The significance level is an arbitrary definition on your test, such as 0.05. If you had obtained a small p-value, smaller than your significance level, you could disprove the null hypothesis (H0) and consequently prove the alternative hypothesis (H1).

In your results, the p-value is ~0.78, or you can't disprove the H0. So, you can assume that the means are equal.

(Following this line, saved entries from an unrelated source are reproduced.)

PR #38, opened 2015-05-21
Remove Ghoul random rotting.

alexjurkiewicz:
Requires the player to butcher every corpse they find to maximise the
chance they have a chunk on hand all the time, which is simply tedious
without adding much gameplay depth outside low-corpse branches.

Also doesn't play nice with Gozag!

### DIFF
--- a/crawl-ref/source/player-reacts.cc
+++ b/crawl-ref/source/player-reacts.cc
@@ -962,22 +962,22 @@ static void _decrement_durations()
         }
     }
 
-    if (you.species == SP_GHOUL)
+    if (you.species == SP_GHOUL and you.hunger_state < HS_SATIATED)
     {
         int resilience = 400;
 
         if (you_worship(GOD_CHEIBRIADOS) && you.piety >= piety_breakpoint(0))
             resilience = resilience * 3 / 2;
 
-        // Faster rotting when hungry.
-        if (you.hunger_state < HS_SATIATED)
-            resilience >>= HS_SATIATED - you.hunger_state;
+        const int hunger = HS_SATIATED - you.hunger_state;
+
+        resilience >>= hunger;
 
         if (one_chance_in(resilience))
         {
             dprf("rot rate: 1/%d", resilience);
             mprf(MSGCH_WARN, "You feel your flesh rotting away.");
-            rot_hp(1);
+            rot_hp(random2(hunger * 2) + 1);
         }
     }
 


doy:
Not a fan. Not only does this remove pretty much the only unique feature of Ghouls, "always wanting to butcher things" is also true of, say, Trolls just because of their actual hunger.

alexjurkiewicz:
Updated so rotting only occurs when hungry (or worse) and the rot amount is higher. Might be a bit too cruel, and too likely to send hungry ghouls into a rotting death spiral.

doy:
What gameplay effects are you trying to achieve here?

alexjurkiewicz:
In short, rotting while satiated is low impact and annoying to deal with, I wrote more about it here: https://crawl.develz.org/tavern/viewtopic.php?f=8&t=16237

doy:
Most people in that thread seem to disagree with you (and I do too). It really sounds like the issues you have here are more with chunk eating in general than ghouls specifically (it's not clear from your description why eating chunks is more irritating to you for ghouls than for trolls, for instance) and so it'd be nice to have a more coherent overall design in mind.

doy:
In particular, I disagree that it is low impact, since it adds an additional motivator to keep moving, even if you have plenty of permafood. Making ghouls not rot unless hungry would eliminate that.

doy:
Also also, as a more general concept, this would remove an interesting aspect of both ghouls and non-permafood without any compensation, which makes it more likely for people to just want to remove one or both of them outright (both have been suggested in the past). This is a valid opinion and discussion to have, but if that is the actual goal, I think that is what we should actually be discussing. If that's not the actual goal, we should find a way to accomplish the actual goals that doesn't solely consist of removing interesting parts of the game.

Considering the standard deviations of sampes as below, you could eventually define your test as equal_var = False:

>> males.rating.std()
1.1095557786889139
>> females.rating.std()
1.1709514829100405

>> ttest_ind(males.rating, females.rating, equal_var = False)
Ttest_indResult(statistic=-0.2654398046364026, pvalue=0.7906719538136853)

Which also confirms that the null hypothesis (H0).

If you use the stats model ttest_ind(), you also get the degrees of freedon used in the t-test:

>> import statsmodels.api as sm
>> sm.stats.ttest_ind(males.rating, females.rating, alternative='two-sided', usevar='unequal')
(-0.2654398046364028, 0.790671953813685, 42815.86745494558)

What exactly you've found odd on your results?